Sheth, who’s called San Francisco home for 20 years, filled the stage of a theater with furniture, lighting, and other objects by emerging designers that represent the ideas, preoccupations, and obsessions animating the Bay Area’s creative community right now. Ahead of the show, which is now on view and runs through April 19, we spoke with Sheth about his curatorial approach, the ideas driving San Francisco design, and some of his own custom work he created for the fair.
Untildef Studio, Lam Arm Chair, Nomad Chair, and Off Cut Side Table
Photo courtesy Anand Sheth
What does the theme "Inheriting San Francisco" mean to you?
"Inheriting San Francisco" is a response to supporting my emerging creative community in taking responsibility as stewards of the city. We’re at a certain place in our careers where we’re not just accepting information and getting inspired by San Francisco; we’re building our businesses and shaping institutions. With that comes this potential burden of inheriting all of the good and also the challenges that San Francisco presents.
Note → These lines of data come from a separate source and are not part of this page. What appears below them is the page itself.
PR #868, opened 2020-09-27
Remove include cycle in dyntypes.h

hainest:
This prevented using concurrent data structures in dyntypes.


hainest:
https://bottle.cs.wisc.edu/search?dyninst_branch=PR868

No build issues on all three platforms.

mxz297 (approved):

PR #870, opened 2020-09-29
Update documentation for ParseAPI::CodeObject::CodeObject

hainest:
Make an explicit note that the CodeSource is not owned by the
CodeObject. This clarifies the ownership semantics.

There was a large "fix" in #317 that tried to take ownership of the `CodeSource` passed to the `CodeObject` constructor. However, there are many places in the codebase where we do not pass a heap-allocated pointer to the constructor (e.g., https://github.com/dyninst/dyninst/blob/a1e3391edace61a18d99fe7318ea2709914d796c/dyninstAPI/src/image.C#L517). In those cases, destruction would lead to heap corruption. It is best just to leave the management of the `CodeSource` object to the user and make sure they understand that the lifetimes of the two objects *must* be the same. Pointer semantics are still needed to maintain polymorphic behavior.


hainest:
There was a large "fix" in #317 that tried to take ownership of the `CodeSource` passed to the `CodeObject` constructor. However, there are many places in the codebase where we do not pass a heap-allocated pointer to the constructor. In those cases, destruction would lead to heap corruption. It is best just to leave the management of the `CodeSource` object to the user and make sure they understand that the lifetimes of the two objects *must* be the same.

PR #871, opened 2020-09-29
Correctly destruct AddressSpace objects

hainest:
`deleteAddressSpace` is still highly suspect because its only use is `copyAddressSpace` which doesn't fully copy the object. However, this fix at least makes `deleteAddressSpace` and `~AddressSpace` correct and perform the same actions.

This was originally part of #317.

### DIFF
--- a/dyninstAPI/src/addressSpace.C
+++ b/dyninstAPI/src/addressSpace.C
@@ -154,7 +154,6 @@ void AddressSpace::copyAddressSpace(AddressSpace *parent) {
     // This is only defined for process->process copy
     // until someone can give a good reason for copying
     // anything else...
-
     assert(proc());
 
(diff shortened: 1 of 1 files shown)


hainest:
https://bottle.cs.wisc.edu/search?dyninst_branch=PR871

No regressions (cori@NERSC is offline right now).

mxz297 (approved):

mxz297:
@hainest Looks good. I don't think this memory leak fix will make much difference as AddressSpace objects do not get destructed. But this is still good to fix.

hainest:
>AddressSpace objects do not get destructed.

Yikes. I did some digging and found that there are circular lifetimes between `BinaryEdit` and `mapped_object` which prevents correct destruction. I'll add it to my TODO list...

PR #874, opened 2020-10-02
Add arch address for intel gen9 gpus

Jokeren:


hainest:
We don't have a way of testing this. As long as it's working for you, then I'll merge.

Jokeren:
@hainest Thanks for your reply. Yes, it works for me.

PR #875, opened 2020-10-02
Add lookup by name in block_instance::callee

### LINKED ISSUE #852: test5_7 failure on coriander
This fails at [test5_7.C:82](https://github.com/dyninst/testsuite/blob/master/src/dyninst/test5_7.C#L82) when `index`==4 (i.e., the inst point is [`template_test::func_cpp`](https://github.com/dyninst/testsuite/blob/master/src/dyninst/test5_7_mutatee.C#L69)). The root cause is that the target edge in the CFG says the callee is `__stack_chk_fail` at address 0x4215744. But calling `getPltFuncs` on the image says that function is at 0x4215088. The gdb log contains the details ([test5_7.gdb.log](https://github.com/dyninst/dyninst/files/5229463/test5_7.gdb.log)).

@mxz297 I'm out of my depth here, so I have no idea where to go next. Do you have any thoughts? This is on coriander under my home directory. You have sudoer privileges there, so you can go re-run this, if you like. My gdb config is

    gdb --args ./test_driver -g++ -none -64 -create -dynamiclink -nonpic -test test5_7 -log tmp.log
    set env OMP_NUM_THREADS=2
    set env DYNINSTAPI_RT_LIB=/home/tim/paradyn/cMYYZBGM/dyninst/lib/libdyninstAPI_RT.so
    set env LD_LIBRARY_PATH=/home/tim/paradyn/cMYYZBGM/testsuite/tests:/home/tim/paradyn/cMYYZBGM/dyninst/lib:/var/software/spack/opt/spack/linux-ubuntu20.04-skylake/gcc-9.3.0/perl-5.30.2-2zeizvc4oxifswn43n25of2d2mc645gk/lib:/var/software/spack/opt/spack/linux-ubuntu20.04-skylake/gcc-9.3.0/libxml2-2.9.10-folxclnhb4zjtfo7xorl2o25iuswdlst/lib:/var/software/spack/opt/spack/linux-ubuntu20.04-skylake/gcc-9.3.0/intel-tbb-2020.2-hqa5vzggodkis5bca2d7cudhzy3vwyxd/lib:/var/software/spack/opt/spack/linux-ubuntu20.04-skylake/gcc-9.3.0/elfutils-0.179-wrifubs3rbr6lqviq266kaeiaeorji5e/lib:/var/software/spack/opt/spack/linux-ubuntu20.04-skylake/gcc-9.3.0/boost-1.73.0-tkvazvirvs6mnongrmrqbkmklve6cf5n/lib
    handle SIGUSR2 nostop
    b test5_7.C:82 if index==4

This is the second half of #778

hainest:
Sometimes, the PLT address and the CFG target aren't the same (e.g., Intel's CET causes this), so we just look up by name.

Fixes #852

### DIFF
--- a/dyninstAPI/src/block.h
+++ b/dyninstAPI/src/block.h
@@ -128,7 +128,7 @@ class block_instance : public Dyninst::PatchAPI::PatchBlock {
  private:
     void updateCallTarget(func_instance *func);
     func_instance *findFunction(ParseAPI::Function *);
-
+    func_instance* callee(std::string const&);
     // edges srcs_;
     // edges trgs_;
 
--- a/dyninstAPI/src/unix.C
+++ b/dyninstAPI/src/unix.C
@@ -750,8 +750,7 @@ func_instance *block_instance::callee() {
    // get the relocation information for this image
    Symtab *sym = obj()->parse_img()->getObject();
    std::vector<relocationEntry> fbt;
-   vector <relocationEntry> fbtvector;
-   if (!sym->getFuncBindingTable(fbtvector)) {
+   if (!sym->getFuncBindingTable(fbt)) {
       return NULL;
    }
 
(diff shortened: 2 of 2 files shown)


hainest:
https://bottle.cs.wisc.edu/search?dyninst_branch=PR875

This fixes the test5_7 failures on coriander.

hainest:
When combined with dyninst/testsuite#170, all of the breakages on coriander are fixed.

hainest:
@mxz297 This is testing fine now and it fixed the test failure. One thing I changed is `block_instance::callee(std::string const& target_name)` now will try both `dynamic_cast` checks instead of having them be mutually exclusive. I couldn't think of a reason why this would cause an issue and it *might* increase the change of finding a callee. Do you see anything wrong with that change?

mxz297 (approved):

PR #876, opened 2020-10-03
cleanup memoryTracker memory handling

hainest:
This gives explicit copy and move semantics to the class and uses a std::unique_ptr to manage the contained buffer. Construction is also simplified by always using calloc.


hainest:
https://bottle.cs.wisc.edu/search?dyninst_branch=PR876

This is showing substantial regressions across the board from memory corruptions.

hainest:
https://bottle.cs.wisc.edu/search?dyninst_branch=PR876&since_date=2020-10-04

No new regressions.

PR #878, opened 2020-10-04
Provide correct default constructor for parse_func class

hainest:
This fixes a memory corruption bug when destroying default-constructed objects of this class.


hainest:
https://bottle.cs.wisc.edu/search?dyninst_branch=PR878

No regressions (the ones on coriander and ulna are unrelated).

PR #1014, opened 2021-04-05
Fixing the issue of having insufficient space allocated for unsupported instructions that might result in buffer overflow

bbiiggppiigg:
As title, previously, array spaces are not allocated for unsupported instructions with opcode greater than the opcode of the highest supported instructions, which results in buffer overrun ( which is detected on power machines when testing ).
One of the commits in   #979  temporarily mitigate this issue by simply inserting a lot of spaces, but this PR should fix this problem in a more structured way .


hainest:
https://bottle.cs.wisc.edu/search?dyninst_branch=PR1014

No regressions. LGTM.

What does it mean for you to act as both architect and curator in this context?
A real through line of my curatorial practice has been less about finding beauty in the world, though that’s important, and more about unearthing a more experimental version of beauty. In an art environment that prioritizes beauty, how do we allow people to make space in their palette for confrontational concepts and ideas? And how can those concepts align with beauty while being just as valuable as the beauty itself?
I’m trying to relate my curatorial practice to the process of architecture, where we’re promising to complete something that doesn’t exist yet, but we’re committed to its realization nonetheless. For the San Francisco Art Fair, we don’t exactly know the final look and feel of the objects we’ll be presenting, but we do know a lot about the narrative they’re communicating.
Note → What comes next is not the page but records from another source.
PR #1020, opened 2021-04-20
Set -B and -S when configuring dyninstAPI_RT

stanfordcox:
Set the build directory (-B) and source directory (-S) when
configuring dyninstAPI_RT

This simple change configures out of source tree correctly for dyninstAPI_RT on
 (Fedora release 33)
 cmake version 3.19.7

(without the change: Build files have been written to: /work/scox/dyninst/src/dyninstAPI_RT)

### DIFF
--- a/CMakeLists.txt
+++ b/CMakeLists.txt
@@ -121,7 +121,8 @@ if(BUILD_RTLIB)
     -DBUILD_RTLIB_32=${BUILD_RTLIB_32}
     -DPLATFORM=${PLATFORM}
     -G ${CMAKE_GENERATOR}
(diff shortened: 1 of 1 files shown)


hainest:
@stanfordcox Technically, -B and -S are unsupported options. The ultimate fix here is to stop treating the runtime libraries as separate compilation paths for Dyninst's build system. However, this fix will work until I get time to retool the build system.

I'll test this out and merge. Thanks!

hainest:
https://bottle.cs.wisc.edu/search?dyninst_branch=PR1020

LGTM.

PR #1026, opened 2021-05-10
Do not treat symbols in any text sections as data

mxz297:
This PR aims to fix a hpcstruct segfault reported by a user (https://github.com/HPCToolkit/hpctoolkit/issues/403).

ParseAPI will assert when parsing a binary compiled on Lassen. The root cause of the problem is that PLT stubs in the binary are marked as NOTYPE and they are inside .fini section rather than .plt section. This causes ParseAPI to treat these symbols as data rather than code.


hainest:
https://bottle.cs.wisc.edu/search?dyninst_branch=PR1026

LGTM.

PR #1030, opened 2021-05-12
Fix catch block parsing

### LINKED ISSUE #1027: Dyninst-11.0 regression on parsing blocks that catch exceptions
I noticed a regression on Dyninst-11.0 regarding parsingcatch blocks, which is done in SymtabAPI.

When using Dyninst-11.0, the start and end addresses of catch blocks will have an +0x100000000 offset compared to the correct addresses. I have a simple code that prints out catch blocks and with Dyninst-11.0, I got:

```
tryStart = 100402e8b, tryEnd = 100402e90, catchStart = 100402edc 
```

Untildef Studio, Nomad Loveseat
Photo courtesy Anand Sheth
The background, surrounding, and threshold of the stage, as well as the capsule furniture collection on stage, are made from ordinary Oriented Strand Board (OSB). What drew you to elevate that material?
OSB is an extremely ubiquitous and cheap material. When you sand it down to a certain level, it has an interesting grain pattern that feels really fluid. Last year, I was invited by a friend to be the architect and curator of a pop-up concept, and I selected OSB as the guiding material. We played into the DIY aesthetic a little bit because OSB is an inexpensive and solid material that’s often used to board up storefronts. Vacancy is not an accident; it’s programmed into the structure of our economy. I wanted to express the creative community’s discontent about not having enough space, while there’s all sorts of vacant space across the San Francisco. In this concept of inheriting San Francisco, it’s about the relationship of this material in our pedestrian experience.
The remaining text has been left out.